Exercise: The answer must be every line below that contains the string "Adds".

[Dataset entries]
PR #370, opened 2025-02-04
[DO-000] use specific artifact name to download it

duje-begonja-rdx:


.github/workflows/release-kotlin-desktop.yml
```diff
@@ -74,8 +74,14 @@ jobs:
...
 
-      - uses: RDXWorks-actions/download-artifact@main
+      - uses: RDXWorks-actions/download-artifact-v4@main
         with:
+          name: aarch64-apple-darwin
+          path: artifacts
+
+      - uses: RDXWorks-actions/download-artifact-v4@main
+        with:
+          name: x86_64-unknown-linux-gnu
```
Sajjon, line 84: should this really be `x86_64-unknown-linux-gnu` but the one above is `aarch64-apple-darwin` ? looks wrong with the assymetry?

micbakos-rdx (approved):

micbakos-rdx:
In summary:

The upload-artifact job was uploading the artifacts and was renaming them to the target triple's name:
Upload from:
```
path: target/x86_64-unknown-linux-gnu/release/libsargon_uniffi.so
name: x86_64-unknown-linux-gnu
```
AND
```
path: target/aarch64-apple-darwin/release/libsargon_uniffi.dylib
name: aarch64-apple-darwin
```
==
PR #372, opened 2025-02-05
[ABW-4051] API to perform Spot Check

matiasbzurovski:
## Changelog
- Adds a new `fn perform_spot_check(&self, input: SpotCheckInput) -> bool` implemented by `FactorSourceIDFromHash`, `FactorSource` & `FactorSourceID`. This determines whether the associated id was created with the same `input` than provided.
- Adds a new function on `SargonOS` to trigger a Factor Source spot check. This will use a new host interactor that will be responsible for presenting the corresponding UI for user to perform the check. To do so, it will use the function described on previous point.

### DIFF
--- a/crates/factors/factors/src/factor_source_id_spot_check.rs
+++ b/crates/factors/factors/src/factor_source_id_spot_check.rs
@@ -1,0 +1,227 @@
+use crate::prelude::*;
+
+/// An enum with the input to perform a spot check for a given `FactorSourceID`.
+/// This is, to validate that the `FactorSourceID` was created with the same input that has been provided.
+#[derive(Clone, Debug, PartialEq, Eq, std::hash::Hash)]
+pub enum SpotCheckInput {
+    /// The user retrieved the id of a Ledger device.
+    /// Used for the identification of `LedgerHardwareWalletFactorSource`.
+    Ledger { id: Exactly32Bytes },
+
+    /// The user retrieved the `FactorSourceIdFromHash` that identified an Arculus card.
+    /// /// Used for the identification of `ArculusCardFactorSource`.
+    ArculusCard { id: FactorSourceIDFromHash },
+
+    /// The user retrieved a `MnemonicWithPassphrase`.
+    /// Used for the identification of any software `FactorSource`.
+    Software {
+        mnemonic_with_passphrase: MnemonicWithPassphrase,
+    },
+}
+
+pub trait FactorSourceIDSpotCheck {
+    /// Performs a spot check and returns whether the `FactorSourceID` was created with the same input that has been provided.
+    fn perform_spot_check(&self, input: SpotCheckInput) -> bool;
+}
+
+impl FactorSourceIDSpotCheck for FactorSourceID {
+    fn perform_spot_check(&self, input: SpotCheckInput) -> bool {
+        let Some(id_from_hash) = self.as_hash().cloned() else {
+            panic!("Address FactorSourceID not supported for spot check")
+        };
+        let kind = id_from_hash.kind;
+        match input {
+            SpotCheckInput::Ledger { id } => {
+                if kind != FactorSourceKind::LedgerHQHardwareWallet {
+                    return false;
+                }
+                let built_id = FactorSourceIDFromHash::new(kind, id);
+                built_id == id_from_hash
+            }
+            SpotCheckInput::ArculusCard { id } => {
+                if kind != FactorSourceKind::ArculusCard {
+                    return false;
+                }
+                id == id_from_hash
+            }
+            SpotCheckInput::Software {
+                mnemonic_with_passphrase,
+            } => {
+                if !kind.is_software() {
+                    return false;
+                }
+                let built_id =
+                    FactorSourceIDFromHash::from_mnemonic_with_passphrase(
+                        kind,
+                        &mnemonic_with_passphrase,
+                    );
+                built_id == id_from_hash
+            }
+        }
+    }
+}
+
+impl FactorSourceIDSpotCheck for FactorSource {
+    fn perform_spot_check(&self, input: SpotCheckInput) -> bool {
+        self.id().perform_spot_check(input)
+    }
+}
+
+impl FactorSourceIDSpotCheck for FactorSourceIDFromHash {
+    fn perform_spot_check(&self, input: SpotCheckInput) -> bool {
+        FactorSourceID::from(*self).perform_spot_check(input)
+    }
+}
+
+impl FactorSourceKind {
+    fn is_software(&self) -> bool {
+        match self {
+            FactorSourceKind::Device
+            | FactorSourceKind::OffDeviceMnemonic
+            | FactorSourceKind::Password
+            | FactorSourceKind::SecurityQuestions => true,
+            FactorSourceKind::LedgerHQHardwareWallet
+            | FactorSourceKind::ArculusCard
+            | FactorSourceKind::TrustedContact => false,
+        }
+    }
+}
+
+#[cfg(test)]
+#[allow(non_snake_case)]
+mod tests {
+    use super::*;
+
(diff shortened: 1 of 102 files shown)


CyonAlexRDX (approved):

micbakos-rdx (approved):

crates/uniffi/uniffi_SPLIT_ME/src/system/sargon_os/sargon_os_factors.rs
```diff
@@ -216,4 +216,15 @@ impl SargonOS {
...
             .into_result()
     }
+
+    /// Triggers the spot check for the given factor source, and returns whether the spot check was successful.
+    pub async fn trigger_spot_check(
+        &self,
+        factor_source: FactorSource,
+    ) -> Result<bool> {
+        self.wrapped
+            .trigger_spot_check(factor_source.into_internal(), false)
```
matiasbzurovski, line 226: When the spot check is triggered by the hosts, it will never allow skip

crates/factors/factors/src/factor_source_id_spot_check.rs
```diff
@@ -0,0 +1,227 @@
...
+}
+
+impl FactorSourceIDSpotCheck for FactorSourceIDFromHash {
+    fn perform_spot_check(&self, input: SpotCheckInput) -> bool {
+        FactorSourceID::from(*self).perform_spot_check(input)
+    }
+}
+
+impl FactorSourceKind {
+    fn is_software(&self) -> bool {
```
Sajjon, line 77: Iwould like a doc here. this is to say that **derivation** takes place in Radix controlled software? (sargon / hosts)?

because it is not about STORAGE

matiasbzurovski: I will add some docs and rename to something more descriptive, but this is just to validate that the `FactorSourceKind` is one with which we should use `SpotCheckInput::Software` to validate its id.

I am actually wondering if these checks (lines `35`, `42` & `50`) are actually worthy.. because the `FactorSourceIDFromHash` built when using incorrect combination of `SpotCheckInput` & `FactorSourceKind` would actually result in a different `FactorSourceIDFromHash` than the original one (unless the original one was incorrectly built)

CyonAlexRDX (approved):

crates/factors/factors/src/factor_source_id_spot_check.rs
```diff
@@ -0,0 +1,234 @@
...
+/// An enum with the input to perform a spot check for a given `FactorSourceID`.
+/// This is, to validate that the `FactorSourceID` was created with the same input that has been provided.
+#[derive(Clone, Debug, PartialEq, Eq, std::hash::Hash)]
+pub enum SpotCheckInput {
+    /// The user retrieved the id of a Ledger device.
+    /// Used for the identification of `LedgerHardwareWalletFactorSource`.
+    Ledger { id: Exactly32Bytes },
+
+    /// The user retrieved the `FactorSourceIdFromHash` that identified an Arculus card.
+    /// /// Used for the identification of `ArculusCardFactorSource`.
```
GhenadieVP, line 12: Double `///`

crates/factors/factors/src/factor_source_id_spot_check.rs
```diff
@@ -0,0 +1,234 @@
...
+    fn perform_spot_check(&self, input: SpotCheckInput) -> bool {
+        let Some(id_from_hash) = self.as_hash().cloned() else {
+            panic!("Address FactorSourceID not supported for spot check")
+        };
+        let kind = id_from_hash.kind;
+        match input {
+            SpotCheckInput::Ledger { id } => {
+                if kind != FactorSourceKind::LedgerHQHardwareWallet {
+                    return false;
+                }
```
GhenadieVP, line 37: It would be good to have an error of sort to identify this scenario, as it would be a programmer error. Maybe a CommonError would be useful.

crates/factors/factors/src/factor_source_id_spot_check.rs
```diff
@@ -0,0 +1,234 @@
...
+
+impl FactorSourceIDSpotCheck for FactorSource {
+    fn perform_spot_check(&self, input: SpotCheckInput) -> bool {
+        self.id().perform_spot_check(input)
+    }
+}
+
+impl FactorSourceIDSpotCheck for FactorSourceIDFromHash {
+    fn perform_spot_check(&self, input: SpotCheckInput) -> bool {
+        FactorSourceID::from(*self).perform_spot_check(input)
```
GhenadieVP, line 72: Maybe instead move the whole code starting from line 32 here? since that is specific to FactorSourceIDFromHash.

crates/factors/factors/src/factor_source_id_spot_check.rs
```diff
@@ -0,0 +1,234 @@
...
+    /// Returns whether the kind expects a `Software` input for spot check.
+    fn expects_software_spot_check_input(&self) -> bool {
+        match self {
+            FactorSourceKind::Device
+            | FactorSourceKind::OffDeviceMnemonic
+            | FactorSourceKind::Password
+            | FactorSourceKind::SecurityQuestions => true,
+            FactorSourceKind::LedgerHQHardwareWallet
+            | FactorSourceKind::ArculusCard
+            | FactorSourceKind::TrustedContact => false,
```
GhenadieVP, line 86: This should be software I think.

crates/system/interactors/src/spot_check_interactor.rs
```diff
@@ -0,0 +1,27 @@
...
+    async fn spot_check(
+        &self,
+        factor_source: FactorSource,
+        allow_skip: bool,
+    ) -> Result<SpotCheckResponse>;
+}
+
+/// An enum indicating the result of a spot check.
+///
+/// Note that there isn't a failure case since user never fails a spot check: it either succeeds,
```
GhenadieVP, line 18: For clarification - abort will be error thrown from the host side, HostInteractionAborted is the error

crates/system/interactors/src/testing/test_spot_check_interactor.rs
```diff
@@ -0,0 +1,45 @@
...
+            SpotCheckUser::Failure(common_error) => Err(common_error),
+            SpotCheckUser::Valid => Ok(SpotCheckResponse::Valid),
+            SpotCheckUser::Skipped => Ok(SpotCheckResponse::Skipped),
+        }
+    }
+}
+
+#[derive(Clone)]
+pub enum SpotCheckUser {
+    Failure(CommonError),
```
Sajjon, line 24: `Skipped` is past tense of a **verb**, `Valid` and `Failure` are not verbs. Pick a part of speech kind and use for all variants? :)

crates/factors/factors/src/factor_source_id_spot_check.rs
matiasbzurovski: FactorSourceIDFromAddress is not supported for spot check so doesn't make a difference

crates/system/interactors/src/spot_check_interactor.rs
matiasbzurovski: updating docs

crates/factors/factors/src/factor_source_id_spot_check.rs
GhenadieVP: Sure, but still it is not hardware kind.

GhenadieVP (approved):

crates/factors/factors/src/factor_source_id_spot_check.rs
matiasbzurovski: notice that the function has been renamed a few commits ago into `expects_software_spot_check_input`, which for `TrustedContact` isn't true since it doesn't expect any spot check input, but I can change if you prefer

Completed task:
- Adds a new `fn perform_spot_check(&self, input: SpotCheckInput) -> bool` implemented by `FactorSourceIDFromHash`, `FactorSource` & `FactorSourceID`. This determines whether the associated id was created with the same `input` than provided.
- Adds a new function on `SargonOS` to trigger a Factor Source spot check. This will use a new host interactor that will be responsible for presenting the corresponding UI for user to perform the check. To do so, it will use the function described on previous point.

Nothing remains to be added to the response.